**EXERCISE**
Pull each line containing "retrieve" out of the data and copy it.

**GIVEN ENTRIES**
PR #6880, opened 2016-08-15
Don't try to dedupe the anonymous user.

DFurnes:
#### What's this PR do?

It turns out we have a couple of users (414 of them!) who have an empty-string as their email, which is crazy because I didn't think Drupal allowed that. 👮 Anyways, the existing de-dupe script would try to update the anonymous user which wasn't _at all_ what we wanted, so this fixes that.

👀

With the `AND uid != 0`, this seems to work as expected when tested on Thor.
#### Relevant tickets

References #6409.
#### Checklist
- [ ] Tested on staging.


angaither:
🚢

Issue #6861, opened 2016-08-11
Unified array / helper for disabling features for non US users


itsjoekent:
#### User Story

As a US user, I want to see new experiences, as a global user, I should not as they often are buggy. 
#### Additional Information (optional)

Let's make a Drupal + JS function to verify that the user country is US
We have something like this in onboarding.js `const disabledByLanguage = ['MX', 'BR'].indexOf(user.info.country) != -1;`
#### Why This Matters

We few features either in the works or coming up which might need this
#### Current Workaround w/o Feature (if applicable)

See line of code above ^

Relevant issue: https://github.com/DoSomething/phoenix/issues/6860

itsjoekent:
Potentially easiest option, create a Drupal function in helpers (or maybe in settings with the other lang code grab utilities). In the page preprocessor call that function & embed a JS settings variable like "enable_bleeding_edge". 
Then onboarding would retrieve this setting in the frontend
And any bender work could also retrieve it by calling the helper function

angaither:
refs #6860 refs #6849

angaither:
also refs voter registration modal, and organ donation modals

PR #6881, opened 2016-08-15
voter reg and custom sharing

### LINKED ISSUE #6773: Different flow experience for +18 and under 18

### LINKED ISSUE #6775: User don't keep being asked to register if they hit skip
#### User Story

As an admin, if the user has signed up and get the registration form and they click "skip" we shouldn't give them the form anymore.
#### Why This Matters

If they skip they SKIP.

### LINKED ISSUE #6780: Adding "Join"  competiton modal to the under 18 flow
#### User Story

As an admin, I'd like the "join competition" prompt to come up on screen for those in the under 18 flow  #6773 

Like we talked about, if this is possible, editing the competition modal to have their custom social link in here and that they should share it to join the competition and win things
#### Why This Matters

Getting people to join the competitions can have big impact

Manual competitions

(added this ticket so our meeting/thoughts is captured somewhere!)

### LINKED ISSUE #6832: Social stuff on its own modal
#### User Story

Pull the social stuff (custom social share and social buttons) on its own modal. This modal should be referenced in the Stuff You Need section.

I'm assuming we'll want this same share modal for the over and under 18 experience
#### Why This Matters

Better user flow, can use this for future campaigns.

### LINKED ISSUE #6872: Update custom social share
#### Thing that should happen

Currently the social share link uses the phoenix id as the source.
Since we will be using external auth soon, #4526 we should actually use the Northstar id as the share link. 

`ds.org/campaigns/[campaign-title]?source=user/[northstar_id]`
#### Why This Matters

~the future~

katiecrane:
#### What's this PR do?

Lots of voter reg and custom sharing 🔮 !
- If voter reg is enabled and the user is eligible to register, the voter reg form will popup upon signup AND a link to open the modal is added to "Stuff You Need"
- Custom social share link now uses Northstar ID (uuid) instead of phoenix ID
- If custom social sharing is enabled and voter reg is enabled, we include the custom social link in the signup form modal
- Changed some names of custom social share variables from being specific to organs
- Added function to check if a campaign feature is enabled (for instance, voter reg or custom social sharing)
- If custom social sharing is enabled, include a link to the share modal in "Stuff You Need" instead of just text including the custom link

Peruse for logic flaws.

Make sure that all features worked as described above. Be sure to test on campaigns with custom sharing and voter reg both disabled and enabled, and with one on and the other off. 

You know how sometimes in Drupal you work on something for a long time and then there is a lot less actual code than it felt like? Everything is also very closely related so I had trouble trying to break it out into separate PRs 😬 
#### Relevant tickets

Fixes #6780
Fixes #6775
Fixes #6773
Fixes #6832
Fixes #6872
#### Checklist
- [ ] Tested on staging.
- [ ] Pinged a PM if this is a larger PR that would benefit from some additional testing love. @ngjo

### DIFF
--- a/lib/modules/dosomething/dosomething_campaign/dosomething_campaign.module
+++ b/lib/modules/dosomething/dosomething_campaign/dosomething_campaign.module
@@ -1205,10 +1205,20 @@ function dosomething_campaign_node_validate($node, $form, &$form_state) {
    *   Campaign variables
    * @param string $feature
    *   Checking if this feature is on
+   * @param bool $us_only
+   *   If true, make sure the user is in the US
+   *
+   * @return bool
    */
-  function dosomething_campaign_feature_on($campaign, $feature) {
+  function dosomething_campaign_feature_on($campaign, $feature, $us_only = FALSE) {
     if (array_key_exists($feature, $campaign->variables) && $campaign->variables[$feature]) {
-      return TRUE;
+      if ($us_only && dosomething_global_get_current_prefix() == 'us') {
+        return TRUE;
+      }
+      elseif (!$us_only) {
+        return TRUE;
+      }
     }
+
     return FALSE;
   }
--- a/lib/modules/dosomething/dosomething_campaign/dosomething_campaign.module
+++ b/lib/modules/dosomething/dosomething_campaign/dosomething_campaign.module
@@ -1199,3 +1199,16 @@ function dosomething_campaign_node_validate($node, $form, &$form_state) {
     }
   }
 }
+
+  /**
+   * @param object $campaign
+   *   Loaded campaign node to check if given feature is on
+   * @param string $feature
+   *   Checking if this featuer is on
+   */
+  function dosomething_campaign_feature_on($campaign, $feature) {
+    if (array_key_exists($feature, $campaign->variables) && $campaign->variables[$feature]) {
+      return TRUE;
+    }
+    return FALSE;
+  }
--- a/lib/modules/dosomething/dosomething_campaign/dosomething_campaign.module
+++ b/lib/modules/dosomething/dosomething_campaign/dosomething_campaign.module
@@ -1202,9 +1202,9 @@ function dosomething_campaign_node_validate($node, $form, &$form_state) {
 
   /**
    * @param object $campaign
-   *   Loaded campaign node to check if given feature is on
+   *   Campaign variables
    * @param string $feature
-   *   Checking if this featuer is on
+   *   Checking if this feature is on
    */
   function dosomething_campaign_feature_on($campaign, $feature) {
     if (array_key_exists($feature, $campaign->variables) && $campaign->variables[$feature]) {
--- a/lib/modules/dosomething/dosomething_campaign/dosomething_campaign.theme.inc
+++ b/lib/modules/dosomething/dosomething_campaign/dosomething_campaign.theme.inc
@@ -439,7 +439,7 @@ function dosomething_campaign_preprocess_action_page(&$vars, &$wrapper) {
   $vars['register_voters'] = dosomething_campaign_feature_on($campaign, 'enable_voter_registration') ? true : false;
 
   // If we are registering voters check to see if the user will be 18 by the election
-  if ($vars['register_voters']) {
+  if ($vars['register_voters'] && (dosomething_global_get_current_prefix() == 'us')) {
     // Calculate the user's age on election day
     $election_day_age = dosomething_user_age_on_date('Nov 8 2016');
     $vars['can_vote'] = (!($election_day_age < 18)) ? true : false;
--- a/lib/modules/dosomething/dosomething_campaign/dosomething_campaign.theme.inc
+++ b/lib/modules/dosomething/dosomething_campaign/dosomething_campaign.theme.inc
@@ -436,10 +436,10 @@ function dosomething_campaign_preprocess_action_page(&$vars, &$wrapper) {
   $vars['custom_social_share_link'] = $custom_social_share_link;
 
   // Pass along whether or not voter registration is enabled
-  $vars['register_voters'] = dosomething_campaign_feature_on($campaign, 'enable_voter_registration') ? true : false;
+  $vars['register_voters'] = (dosomething_campaign_feature_on($campaign, 'enable_voter_registration') && dosomething_global_get_current_prefix() == 'us') ? true : false;
 
   // If we are registering voters check to see if the user will be 18 by the election
-  if ($vars['register_voters'] && (dosomething_global_get_current_prefix() == 'us')) {
+  if ($vars['register_voters']) {
     // Calculate the user's age on election day
     $election_day_age = dosomething_user_age_on_date('Nov 8 2016');
     $vars['can_vote'] = (!($election_day_age < 18)) ? true : false;
--- a/lib/modules/dosomething/dosomething_campaign/dosomething_campaign.theme.inc
+++ b/lib/modules/dosomething/dosomething_campaign/dosomething_campaign.theme.inc
@@ -213,7 +213,7 @@ function dosomething_campaign_preprocess_action_page(&$vars, &$wrapper) {
   // 1) Materials
 
   // Build the unique share link.
-  $share_path = 'user/' . $vars['user']->uuid;
+  $share_path = 'user/' . dosomething_user_get_field('field_northstar_id');
   $custom_social_share_link = dosomething_global_url(current_path(), array('absolute' => TRUE,'query' => array('source' => $share_path)));
 
   if (isset($campaign->items_needed)) {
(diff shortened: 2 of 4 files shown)


lib/modules/dosomething/dosomething_campaign/dosomething_campaign.theme.inc
```diff
@@ -213,17 +213,17 @@ function dosomething_campaign_preprocess_action_page(&$vars, &$wrapper) {
   // 1) Materials
 
   // Build the unique share link.
-  $share_path = 'user/' . $vars['user']->uid;
+  $share_path = 'user/' . $vars['user']->uuid;
```
angaither: `uuid` is actually not the same as NS id. it's a drupaly thing
`field_data_field_northstar_id` is where you wanna grab the right id

lib/modules/dosomething/dosomething_campaign/dosomething_campaign.module
```diff
@@ -1199,3 +1199,16 @@ function dosomething_campaign_node_validate($node, $form, &$form_state) {
...
   }
 }
+
+  /**
+   * @param object $campaign
+   *   Loaded campaign node to check if given feature is on
+   * @param string $feature
+   *   Checking if this featuer is on
+   */
+  function dosomething_campaign_feature_on($campaign, $feature) {
```
angaither: yais!

another thing we might want to pull into this is if the feature is enabled for a more than US experiences see #6861

lib/modules/dosomething/dosomething_campaign/dosomething_campaign.module
```diff
@@ -1199,3 +1199,16 @@ function dosomething_campaign_node_validate($node, $form, &$form_state) {
     }
   }
 }
+
+  /**
+   * @param object $campaign
+   *   Loaded campaign node to check if given feature is on
+   * @param string $feature
+   *   Checking if this featuer is on
```
angaither: typo `feature`

lib/modules/dosomething/dosomething_campaign/dosomething_campaign.module
```diff
@@ -1199,3 +1199,16 @@ function dosomething_campaign_node_validate($node, $form, &$form_state) {
     }
   }
 }
+
+  /**
+   * @param object $campaign
+   *   Loaded campaign node to check if given feature is on
```
angaither: smmmalll thing, but I don't think the `campaign` is actually the node. I think it's the campaign class object from [`Campaign::get`](https://github.com/DoSomething/phoenix/blob/dev/lib/modules/dosomething/dosomething_campaign/includes/Campaign.php#L53) I think passing the node object here would break things

lib/modules/dosomething/dosomething_campaign/dosomething_campaign.theme.inc
```diff
@@ -409,37 +409,34 @@ function dosomething_campaign_preprocess_action_page(&$vars, &$wrapper) {
 
   // Pass custom share links to the front end. Unique by UID.
   $base_url = url(base_path(), array('absolute'=> TRUE, 'language' => 'en-global'));
-  $country_prefix_for_organ_donation_share = (dosomething_global_get_current_prefix()) ? strtoupper(dosomething_global_get_current_prefix()) : 'global';
-  $organ_donation_share_image = $base_url . 'sites/default/files/images/problem-' . $campaign->nid . '-' . $country_prefix_for_organ_donation_share . '.png';
+  $country_prefix_for_share = (dosomething_global_get_current_prefix()) ? strtoupper(dosomething_global_get_current_prefix()) : 'global';
+  $share_image = $base_url . 'sites/default/files/images/problem-' . $campaign->nid . '-' . $country_prefix_for_share . '.png';
```
angaither, line 413: 💭 hmmm does this override the problem shares (f that, share this stat) or whatever? I thought we didn't want to do that?

lib/themes/dosomething/paraneue_dosomething/templates/campaign/node--campaign.tpl.php
```diff
@@ -173,8 +173,10 @@
                     <li><a href="#" data-modal-href="#modal-shipment-form"><?php print $shipment_form_link; ?></a></li>
                   <?php endif; ?>
 
-                  <?php if (array_key_exists('enable_voter_registration', $campaign->variables) && $campaign->variables['enable_voter_registration']) : ?>
-                    <li><a href="#" data-modal-href="#modal-voter-registration">Register to Vote</a></li>
+                  <?php if (dosomething_campaign_feature_on($campaign, 'enable_voter_registration')) : ?>
```
angaither: the fact that this feature is enabled should be stored in the `vars` array so you don't have to check if it's enabled a bunch of times in the theme

lib/themes/dosomething/paraneue_dosomething/templates/campaign/node--campaign.tpl.php
```diff
@@ -391,33 +403,30 @@
...
-              <iframe src="https://register2.rockthevote.com/registrants/map/?source=iframe&partner=35164" width="100%" height="1200" marginheight="0" frameborder="0"></iframe>
-            </div>
-          </div>
-        <?php else : ?>
-          <?php // @TODO: fix the styling in hurr ?>
+
+        <?php // Voter Registration Modal // ?>
+        <?php if (dosomething_campaign_feature_on($campaign, 'enable_voter_registration')) : ?>
           <div data-modal id="modal-voter-registration" role="dialog">
+            <iframe src="https://register2.rockthevote.com/registrants/map/?source=iframe&partner=35164" width="100%" height="1000" marginheight="0" frameborder="0"></iframe>
```
angaither: might be worth sending the modal/signup form to the theme so we don't have to repeat this chuck here and above

lib/modules/dosomething/dosomething_campaign/dosomething_campaign.theme.inc
katiecrane, line 413: it sure doesn't! this is a separate thing that was made originally for organs. all I did here was change the variable names from being organ specific, which maybe we don't want that? but the regular problem shares happen [here](https://github.com/DoSomething/phoenix/blob/dev/lib/modules/dosomething/dosomething_campaign/dosomething_campaign.theme.inc#L119-L153)

lib/modules/dosomething/dosomething_campaign/dosomething_campaign.theme.inc
katiecrane: @angaither is it safe to assume that everyone has a northstar id?

lib/modules/dosomething/dosomething_campaign/dosomething_campaign.module
katiecrane: yeah I agree it's not actually the node. it's like the campaign variables of the node, which might be equivalent to what you said but I'm not positive. regardless, not the node.

lib/themes/dosomething/paraneue_dosomething/templates/campaign/node--campaign.tpl.php
katiecrane: SO MUCH NICER

lib/modules/dosomething/dosomething_campaign/dosomething_campaign.theme.inc
angaither: @katiecrane moooooost do. but no, not everyone.

katiecrane: @angaither do you happen to know what we would want the link to be if they don't have one?

lib/themes/dosomething/paraneue_dosomething/templates/campaign/node--campaign.tpl.php
```diff
@@ -220,10 +220,20 @@
...
+          <?php endif; ?>
+          <?php if ($register_voters && dosomething_campaign_feature_on($campaign, 'social_share_unique_link')) : ?>
+            <div class="modal__block">
+              <p>Copy and paste your share link:</p>
+              <code><?php print $custom_social_share_link ?></code>
+            </div>
+          <?php endif; ?>
           <?php if (isset($skip_signup_data_form)): ?>
-          <div><?php print render($skip_signup_data_form); ?></div>
+            <div><?php print render($skip_signup_data_form); ?></div>
```
angaither, line 236: 👾

angaither:
this probably needs to only be enabled on `/us/` and not other experiences 🇺🇸 ☑️

lib/themes/dosomething/paraneue_dosomething/templates/campaign/node--campaign.tpl.php
katiecrane, line 236: wait don't we want that to be indented like that though since it's in an if?

angaither, line 236: mah bad 👀

katiecrane, line 236: they made it hard to read 👓

katiecrane:
@angaither ^ is that the best way to do enable only on `/us/`?

angaither:
@katiecrane hmm @deadlybutter might have some tips for this

itsjoekent:
seems good to me 👍 

i thought we stored the lang code in the preprocess but apparently not, so this is fine

katiecrane:
the new commit sets `register_voters` to false if not in the US since, instead of just checking if they are in the US in that one `if` statement

angaither:
@katiecrane sure sure. 
Ideally we will have a list of features (#6861) that are enabled only in the us, so we don't need to do this evrrrrywhere. and that I could see being useful in the `dosomething_campaign_feature_on` function

katiecrane:
@angaither AH I see what you're saying. I can add an optional parameter to `dosomething_campaign_feature_on` to also check if the user is on `/us/`

angaither:
🍧 🇺🇸

PR #6887, opened 2016-08-16
Really, really sanitize those mobiles.

### LINKED ISSUE #6886: Strange behavior with the sanitize-mobile-numbers script.
#### Current Behavior

Running the `sanitize-mobile-numbers` script seems to iterate over all users with a mobile field (rather than just the "bad" ones). Interestingly, running the same exact query (see below) from Sequel Pro returns only the expected "bad" user rows.

The script _does_ update the iterated user's mobile fields with cleaned numbers.
#### Desired Behavior

It should find users with poorly formatted mobile numbers (anything that's not a string of exactly 10 digits), and process them with the `dosomething_user_clean_mobile_number` function.
#### Steps to Replicate

Run `drush --script-path=../scripts php-script sanitize-mobile-numbers.php` on Thor. It will iterate over all users with a mobile field (rather than just ones with a broken mobile field).

The script on Thor has a slightly modified query (which will also include numeric fields with the wrong length), which I'll put in a PR once we've figured out the problem outlined above.

``` diff
 $wild_typers = db_query("SELECT entity_id as uid, field_mobile_value as mobile
                         FROM field_data_field_mobile
-                        WHERE field_mobile_value NOT REGEXP '^[0-9]+$';");
+                        WHERE field_mobile_value NOT REGEXP '^[0-9]{10}$';");
```
#### Why This Matters

The sanitize mobile numbers script should only sanitize numbers that are not sanitary, not ones that are. Since it seems to be iterating over _all_ mobile fields, it's hard to verify that it's worked (and will take significantly longer to finish).

I'll send screenshots over Slack, since they contain phone numbers.

DFurnes:
#### What's this PR do?

This PR uses a bastardized form of the `^[0-9]{10}$` regex used in the issue, since we can't apparently use brackets with `db_query` without them getting find-replaced as table prefixes.

It also adds logging of "before and after" values for sanitized numbers so we can easily verify.

🌵. Blahhhh. It's not pretty, but at least it seems to work.

🐮 
#### Relevant tickets

Fixes #6886.
#### Checklist
- [ ] Tested on staging.

### DIFF
--- a/scripts/sanitize-mobile-numbers.php
+++ b/scripts/sanitize-mobile-numbers.php
@@ -14,8 +14,8 @@ $wild_typers = db_query('SELECT entity_id as uid, field_mobile_value as mobile
 
 foreach($wild_typers as $wilder) {
   if ($wilder->mobile) {
-    $mobile = preg_replace('[^0-9]+', '', $wilder->mobile);
-    $fresh_and_clean_digits = dosomething_user_clean_mobile_number($mobile);
+    $mobile = $wilder->mobile;
+    $fresh_and_clean_digits = dosomething_user_clean_mobile_number(preg_replace('[^0-9]', '', $mobile));
     if ($fresh_and_clean_digits) {
       print 'Updated user ' . $wilder->uid . "\n";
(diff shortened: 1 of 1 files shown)


angaither:
🚢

**RESPONSE BOX**
Then onboarding would retrieve this setting in the frontend
And any bender work could also retrieve it by calling the helper function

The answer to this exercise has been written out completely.